いつかきっと、そのハードルをすべてうまく越えてゴールに辿り着くレースができるのだと信じた6年間の不妊治療だったが、それを信じるのと同じくらい、私は幸せな妊婦にはなれないだろうという予感めいた確信もあった。
たくさんのハードルの存在を知ってしまったし、4回の流産を経験した。妊娠しても、この子が無事に産まれるだろうかまた流産するのではないだろうか今度は死産を経験したらどうしよう出産の時に何も事故が起こらずに済むだろうかと、産むまでずっと気に病んだだろう。
生まれたらこんな風に愛そう、こんな服を着せよう、こんなところに連れていこう…。そんな幸せな想像を楽しめる妊婦には、なれなかっただろうなと、人ごとのように思う。
 
幸せな妊婦にはなれなかっただろうから、だから別によかったのだと、そんな苦しい負け惜しみを言うつもりはない。私は子どもがほしかった。子どもを産みたかった。子どもに会いたかった。でも、子どもを得られなかったこの人生を不幸だとも思っていない。少なくとも、今は。
 
どうしてこんなに子どもがほしいのだろう、私にとって子どもとは何なのだろうと、不妊治療の間、何度も考えた。
せっかく女性に生まれたのだから、妊娠出産を経験してみたい。
せっかくこの夫と夫婦になれたのだから、子どもを産んで育てるというプロジェクトを共に体験してみたい。

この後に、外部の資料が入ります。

PR #863, opened 2021-12-03
Sidebar navigation

muhajirdev:
- TODO
    - [x] Click outside mobile 
       - [ ]  still need to check performance
    - [x] localization
    - [ ] refactor codes
    - [x] check RTL support
    - Styling
        - [x] Searchbox
        - [x] Make sure things are okay on light mode and and dark mode
        - [x] adjust the spacing when the thing scroll 
        - [x] Make sure things are okay on mobile
        - [x] items styling 
    - Minor
        - [x] switcher issue when closing the pane
        - [ ] highlight current page
        - [ ] highlight current juz
        - [ ] split the css
    - Optimization
        - [x] Lazy load
        - [ ]  component naming
        - [x] Split the files
        - [ ] optimize scrolling behavior

- Known issues
   - Clicking toggle on mobile does work as expected

- Will do in another PR
  - Switch DLS update


src/components/dls/KeyboardInput/KeyboardInput.module.scss
```diff
@@ -1,9 +1,15 @@
 @use "src/styles/breakpoints";
+@use "src/styles/theme";
 
 .container {
   direction: ltr;
   color: var(--color-text-default);
-  border: 1px solid var(--color-borders-hairline);
+  @include theme.light {
+    border: 1px solid var(--color-borders-hairline);
```
osamasayed, line 8: Both light and dark seem to use the same value `border: 1px solid var(--color-borders-hairline);`

src/redux/slices/QuranReader/sidebarNavigation.ts
```diff
@@ -0,0 +1,59 @@
...
+  selectedNavigationItem: string;
+};
+
+export enum NavigationItem {
+  Surah = 'surah',
+  Juz = 'juz',
+  Page = 'page',
+}
+
+export const navigationItems = [
```
osamasayed, line 16: I don't think this belongs here. I think this should be moved to `src/components/QuranReader/SidebarNavigation/SidebarNavigation.tsx`. Also the value of `name` field should be localized

src/redux/slices/QuranReader/sidebarNavigation.ts
```diff
@@ -0,0 +1,59 @@
...
+
+export const sidebarNavigationSlice = createSlice({
+  name: 'sidebarNavigation',
+  initialState,
+  reducers: {
+    setIsVisible: (state: SidebarNavigation, action: PayloadAction<boolean>) => ({
+      ...state,
+      isVisible: action.payload,
+    }),
+    selectNavigationItem: (state: SidebarNavigation, action: PayloadAction<string>) => ({
```
osamasayed, line 44: nit: `PayloadAction<string>` should be `PayloadAction<NavigationItem>`

src/utils/page.ts
```diff
@@ -46,3 +46,12 @@ export const isLastPage = (
   }
   return pageNumber === mushafTotalPages;
 };
+
+/**
+ * Return array of page id
+ *
+ * @returns {number[]}
+ */
+export const getPageIds = (mushaf: Mushaf = Mushaf.KFGQPCHAFS) => {
```
osamasayed, line 55: Rename to `getMushafPages` or `getPageIdsByMushaf`

src/components/QuranReader/SidebarNavigation/JuzSelection.tsx
```diff
@@ -0,0 +1,37 @@
...
+
+import useTranslation from 'next-translate/useTranslation';
+
+import styles from './SidebarNavigation.module.scss';
+
+import Link from 'src/components/dls/Link/Link';
+import { getJuzIds } from 'src/utils/juz';
+import { getJuzNavigationUrl } from 'src/utils/navigation';
+
+const JuzSelection = () => {
```
osamasayed, line 11: I feel the code is almost the same as `PageSelection`. Maybe we should have a component called `SidebarNavigationSelection` that accepts `SelectionType` and that handles both cases in-case we want to change the logic we don't need to change in 2 places

src/components/QuranReader/SidebarNavigation/SidebarNavigation.tsx
```diff
@@ -0,0 +1,92 @@
...
+import {
+  navigationItems,
+  selectIsSidebarNavigationVisible,
+  selectNavigationItem,
+  selectSelectedNavigationItem,
+  NavigationItem,
+  setIsVisible,
+} from 'src/redux/slices/QuranReader/sidebarNavigation';
+
+const JuzSelection = dynamic(() => import('./JuzSelection'));
```
osamasayed, line 27: Should have a loading/skeleton indicator

src/components/QuranReader/SidebarNavigation/SurahList.tsx
```diff
@@ -0,0 +1,65 @@
...
+    <div className={styles.surahListContainer}>
+      <input
+        className={styles.searchInput}
+        value={searchQuery}
+        onChange={(e) => setSearchQuery(e.target.value)}
+        placeholder={t('sidebar.search-surah')}
+      />
+      <div className={styles.list}>
+        {filteredChapters.map((chapter) => (
+          <Link href={`/${chapter.id}`}>
```
osamasayed, line 49: nit: use `getSurahNavigationUrl`

src/components/QuranReader/SidebarNavigation/SurahList.tsx
```diff
@@ -0,0 +1,65 @@
...
+  const filteredSurah = fuse.search(searchQuery).map(({ item }) => item);
+  return filteredSurah as Chapter[];
+};
+
+const SurahList = () => {
+  const chapterIds = useChapterIdsByUrlPath();
+  const currentChapterId = chapterIds[0];
+  const { t } = useTranslation('common');
+
+  const chaptersData = getAllChaptersData();
```
osamasayed, line 29: Locale/lang needs to be passed to `getAllChaptersData` so that the Surah names will be localized. You can get the locale value from `const { t, lang } = useTranslation('common');`

src/components/QuranReader/SidebarNavigation/SurahList.tsx
```diff
@@ -0,0 +1,65 @@
...
+  const [searchQuery, setSearchQuery] = useState('');
+
+  const chapterDataArray = Object.entries(chaptersData).map(([id, chapter]) => ({
```
osamasayed, line 32: This should either be memoized or move to outside the functional component

src/components/QuranReader/SidebarNavigation/VerseList.tsx
```diff
@@ -0,0 +1,45 @@
...
+
+const VerseList = () => {
+  const [searchQuery, setSearchQuery] = useState('');
+  const chapterIds = useChapterIdsByUrlPath();
+  const { t } = useTranslation('common');
+  if (!chapterIds || chapterIds.length === 0) return null;
+
+  const currentChapterId = chapterIds[0];
+
+  const verseKeys = generateChapterVersesKeys(currentChapterId);
```
osamasayed, line 20: This should me memoized because it will be re-run on every `searchQuery` change

osamasayed:
When it's RTL locale, the scroll bar because on the left side which is a bit weird experience in my opinion

Screen Shot 2021-12-07 at 21 16 46

src/hooks/useOutsideClickDetector.ts
```diff
@@ -11,9 +15,13 @@ const useOutsideClickDetector = (
   ref: React.RefObject<HTMLElement>,
   onClickOutsideDetected: () => void,
   enableDetection: boolean,
+  options?: Options,
 ) => {
   useEffect(() => {
     const handleClickOutside = (event) => {
+      // if maxWidth is specified and clientWidth is greater than maxWidth, do not trigger `onClickOutsideDetected`
+      if (options?.maxWidth && document.documentElement.clientWidth > options.maxWidth) return;
```
osamasayed, line 23: I have mixed feelings regarding this. I think it would be a better approach to leverage `enableDetection` instead of adding `options` because the logic of checking the width doesn't belong to the hook in my opinion so we can move this logic to `src/components/QuranReader/SidebarNavigation/SidebarNavigation.tsx` and instead of setting the value of `enableDetection` to `true`, we set the value to `document.documentElement.clientWidth > 768`

src/components/QuranReader/SidebarNavigation/ScrollableSelection.tsx
```diff
@@ -0,0 +1,32 @@
...
+        className={styles.searchInput}
+        value={searchQuery}
+        onChange={(e) => setSearchQuery(e.target.value)}
+        placeholder={searchPlaceholder}
+      />
+      <div className={styles.list}>
+        {items
+          .filter((item) => item.toString().startsWith(searchQuery))
+          .map((item) => (
+            <Link href={getPageNavigationUrl(item)}>
```
osamasayed, line 23: this needs to be dynamic as `juz` will have a different route than `page`

src/components/dls/KeyboardInput/KeyboardInput.module.scss
```diff
@@ -1,4 +1,5 @@
 @use "src/styles/breakpoints";
+@use "src/styles/theme";
```
osamasayed, line 2: nit: this is not used, we should remove it

src/components/QuranReader/SidebarNavigation/SidebarNavigation.tsx
```diff
@@ -0,0 +1,119 @@
...
+        {selectedNavigationItem === NavigationItem.Surah && <SurahSelection />}
+        {selectedNavigationItem === NavigationItem.Juz && <JuzSelection />}
+        {selectedNavigationItem === NavigationItem.Page && <PageSelection />}
+      </div>
+    </div>
+  );
+};
+
+const TABLET_WIDTH = 768;
+const isMobile = () => {
```
osamasayed, line 114: Nothing actionable now but if we needed this logic again in the future, we should move it to a util.

src/components/QuranReader/SidebarNavigation/SidebarNavigation.tsx
```diff
@@ -0,0 +1,119 @@
...
+  selectIsSidebarNavigationVisible,
+  selectNavigationItem,
+  selectSelectedNavigationItem,
+  NavigationItem,
+  setIsVisible,
+} from 'src/redux/slices/QuranReader/sidebarNavigation';
+
+const Loading = () => (
+  <div className={styles.loadingContainer}>
+    <Spinner />
```
osamasayed, line 29: No strong opinion but I feel a Skeleton would be better UI-wise

osamasayed (approved):

PR #865, opened 2021-12-04
Fix drawer issue on safari mobile

Mirodil:
### Summary
Fix drawer issue on safari mobile

### Test Plan
Test on mobile devices

### Screenshots

| Before | After |
| ------ | ------ |
| simulator_screenshot_9391A349-221C-426A-8CCF-002380AD89F0 | simulator_screenshot_30CAAFF5-987A-4068-819D-ADE8BD00AD75 |

### DIFF
--- a/src/components/Navbar/Drawer/Drawer.module.scss
+++ b/src/components/Navbar/Drawer/Drawer.module.scss
@@ -4,7 +4,6 @@
 .container {
   background: var(--color-background-elevated);
   position: fixed;
-  height: 100vh;
   width: 100%;
   inset-block: 0;
   z-index: var(--z-index-header);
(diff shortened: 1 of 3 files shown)


Mirodil:
fix hero image on safari mobile

### Screenshots
| Before | After |
| ------ | ------ |
| simulator_screenshot_922BA21E-C06C-46CB-B69F-01C53342F342 | simulator_screenshot_41DC468A-4616-47F0-8E2F-9D4E95B9777E |

muhajirdev:
Salam @Mirodil
thank you so much for your first contribution. May Allah reward you.

src/components/Navbar/Drawer/Drawer.module.scss
```diff
@@ -13,17 +12,19 @@
...
   overflow-x: hidden;
   overscroll-behavior-y: contain;
+  top: 0;
+  bottom: 0;
   @include breakpoints.tablet {
     width: constants.$side-menu-desktop-width;
   }
   &.left {
-    inset-inline-start: -100%;
+    left: -100%;
```
muhajirdev, line 21: We're using css logical properties btw, so `left` will automatically becoems `right` on RTL https://css-tricks.com/css-logical-properties/

Mirodil:
@muhajirdev It does not work on iPhone XP with iOS version 13. It does not work on iOS 14.x also.

src/components/Navbar/Drawer/Drawer.module.scss
Mirodil: I got it but those props does not supported by most iOS devices. Which makes those props useless unless it would be supported

Mirodil:
I am going to close PR as there is not interest on this fix.
Thank you.

PR #837, opened 2021-11-28
Localized numbers, and dates

mahmoudfelfel:
### Summary
Added localization for numbers and dates.
Note: Plurals are still not very accurate in some places due to the stitching we are doing between strings and numbers but we can fix that in another PR.

Closes #831 

### Screenshots
Screen Shot 2021-11-29 at 4 00 46 AM
Screen Shot 2021-11-29 at 1 16 58 AM
Screen Shot 2021-11-29 at 1 17 28 AM
Screen Shot 2021-11-29 at 1 36 36 AM
Screen Shot 2021-11-29 at 2 15 22 AM
Screen Shot 2021-11-29 at 2 19 36 AM
Screen Shot 2021-11-29 at 2 23 42 AM
Screen Shot 2021-11-28 at 11 30 25 PM
Screen Shot 2021-11-28 at 11 31 57 PM
Screen Shot 2021-11-28 at 11 36 40 PM
Screen Shot 2021-11-28 at 11 36 55 PM
Screen Shot 2021-11-28 at 11 37 10 PM

PR #876, opened 2021-12-08
fix chapter header number

muhajirdev:
image
image


muhajirdev:
closing this PR, will be fixed in #837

考えて出てきたのはそんな「せっかく」だった。せっかくだからってなんだろうともう少し考えてみて、私にとっては「ついで」か、と。気づいたら、楽になった。子どもがいることでしか私の人生は完成しない というような、是非の存在ではなかった。私は私で幸せに過ごして人生を楽しみ、そのついでとしてせっかくだから子どもがほしかったのだった。

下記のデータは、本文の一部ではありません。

PR #890, opened 2021-12-10
fix: font sizing issues

muhajirdev:


src/components/QuranReader/TafsirView/TafsirView.module.scss
```diff
@@ -1,13 +1,17 @@
...
 
 .container {
-  max-width: 80%;
+  max-width: 90%;
   margin-block-start: var(--spacing-small);
   margin-block-end: var(--spacing-small);
   margin-inline-start: auto;
   margin-inline-end: auto;
   border-bottom: 1px solid var(--color-primary-medium);
+  @include breakpoints.tablet {
```
muhajirdev, line 12: usually when there are > 100 characters per line. The text becomes less comfortable to read. I forgot where I read this. 

But you can see how medium.com do this. They are aimin +- 80 character per line.

So we're limiting the max-width here, the number of characters per line is < 100

src/components/QuranReader/ReadingView/Page.module.scss
```diff
@@ -6,10 +6,7 @@
   margin-block-start: var(--spacing-xsmall);
   margin-block-end: var(--spacing-mega);
   max-width: 100%;
-  min-width: 100%;
-  @include breakpoints.tablet {
-    min-width: calc(10 * var(--spacing-mega));
-  }
+  min-width: calc(9.5 * var(--spacing-mega));
```
tifa2UP, line 9: nit: move to const

src/components/QuranReader/TafsirView/TafsirView.module.scss
```diff
@@ -1,13 +1,17 @@
...
+    max-width: calc(23 * var(--spacing-mega));
```
tifa2UP, line 13: move to const

src/components/Verse/VerseText.module.scss
```diff
@@ -40,8 +40,20 @@
...
+@include utility.generate-font-sizes("code_v2");
+@include utility.generate-font-sizes("text_indopak");
+@include utility.generate-font-sizes("qpc_uthmani_hafs");
 
 .highlighted {
   background-color: var(--color-background-alternative-faded);
 }
+
+// make the text slightly bigger on translation or tafsir mode
+.tafsirOrTranslationMode {
```
tifa2UP, line 53: So the arabic font size in translation mode is basically 1.2x what's on the reading mode?

muhajirdev: correct, on mobile.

「ついで」という言葉自体が軽く聞こえたとしても、その「ついで」のために、きっと私は(夫も)命をかけられただろうけれど。
 
子どもがいないことは、私にとっては人生の欠落ではなかった。いないからといって不十分なのではない、いないからといって不幸せなのではない。実は今のままで十分だし幸せだ…と気づいたときに、やっと私は子を持つという執着を手放せた。
もちろん「幸せのついで」に子育てを楽しみたかった。子どもがいたらどんなにか彩りのある、楽しい人生になっただろう。あたたかい小さな生き物が腕の中にいるのはなんていう幸せだろうかと、友人の子を抱くたびに涙ぐむような気持ちになった。これが自分の子どもだったらその喜びはどれだけのものだろうかと何度も想像した。寝ない子どもを宥めすかしたり、食べない子どもに悩まされたりもしてみたかった。一人の人間を育てるということの重圧も感じてみたかった。自分の価値観の押し付けをするのではなく導くとはどういう振る舞いだろうかと思い悩んでみたかった。

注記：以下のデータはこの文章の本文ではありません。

PR #906, opened 2021-12-12
improve navbar, context & audio player menu scrolling experience

muhajirdev:
Cannot provide screenshot.
you need to compare the experience directly on your phone

### DIFF
--- a/src/components/AudioPlayer/AudioPlayer.module.scss
+++ b/src/components/AudioPlayer/AudioPlayer.module.scss
@@ -24,6 +24,7 @@
   @include breakpoints.tablet {
     height: constants.$audio-player-default-desktop-height;
   }
+  will-change: transform;
 }
 
 .containerHidden {
--- a/src/components/AudioPlayer/AudioPlayer.module.scss
+++ b/src/components/AudioPlayer/AudioPlayer.module.scss
@@ -33,4 +33,5 @@
 
 .containerMinimized.containerDefault {
   transform: translate3d(0, constants.$audio-player-minimized-height, 0);
+  // https://ptgamr.github.io/2014-09-13-translate3d-vs-translate-performance/
 }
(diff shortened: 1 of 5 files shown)


src/components/AudioPlayer/AudioPlayer.module.scss
```diff
@@ -31,5 +31,5 @@
 }
 
 .containerMinimized.containerDefault {
-  height: constants.$audio-player-minimized-height;
+  transform: translate3d(0, constants.$audio-player-minimized-height, 0);
```
muhajirdev, line 34: based on some resource, it says translate3d is faster than `translate`.
but I will double check

src/components/AudioPlayer/AudioPlayerSlider.module.scss
```diff
@@ -51,7 +51,6 @@
   width: 100%;
   transform: translate(-50%, 0);
   position: fixed;
-  inset-block-end: constants.$audio-player-minimized-height;
```
muhajirdev, line 54: the slider was not working on next.quran.com. deleting this fixed the issue

src/components/AudioPlayer/AudioPlayer.module.scss
tifa2UP: Nice, we should add this comment in the code

src/components/AudioPlayer/AudioPlayer.module.scss
```diff
@@ -24,12 +24,13 @@
   @include breakpoints.tablet {
     height: constants.$audio-player-default-desktop-height;
   }
+  will-change: transform;
```
tifa2UP, line 27: There are a bunch of warning about will change: https://developer.mozilla.org/en-US/docs/Web/CSS/will-change

I think that using it is still the right call given how frequently this animation happens.

tifa2UP (approved):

今列挙したような全てを、体験することは叶わない。でもだからって、今の自分を惨めだとも、かわいそうだとも思っていない。
子どもがほしいこと(ほしかったこと)と、それを得られなかったことと、しかし子どもがいなくとも幸せであることは両立する。
 
今この瞬間にも、子どもがほしくて子どもを産みたくて、けれどもそれが(現時点では)叶わなくて、つらい絶望の中にたった一人沈んでいる人がいるだろう。あのときや、あのとき、あのときの私と同じように。
そこから抜け出した今を、その人に誇ろうとは思わない。そこから抜け出した今が、その人よりも先だとか上だとか言うつもりもない。
ただ、絶望の中でも絶望以外の景色を見ることができると、その人が気づけたならと願う。
絶望の中でも笑える日があることに、その人が幸せを感じられたらと願う。
そして何より、望む人みんなに、子どもが授かれるように願う。
生まれた子どもが、みんな幸せに健やかに喜びを持って成長するように願う。
 
私はこれからも、子どものいないこの人生を、幸せに健やかに喜びを持って生きていこう。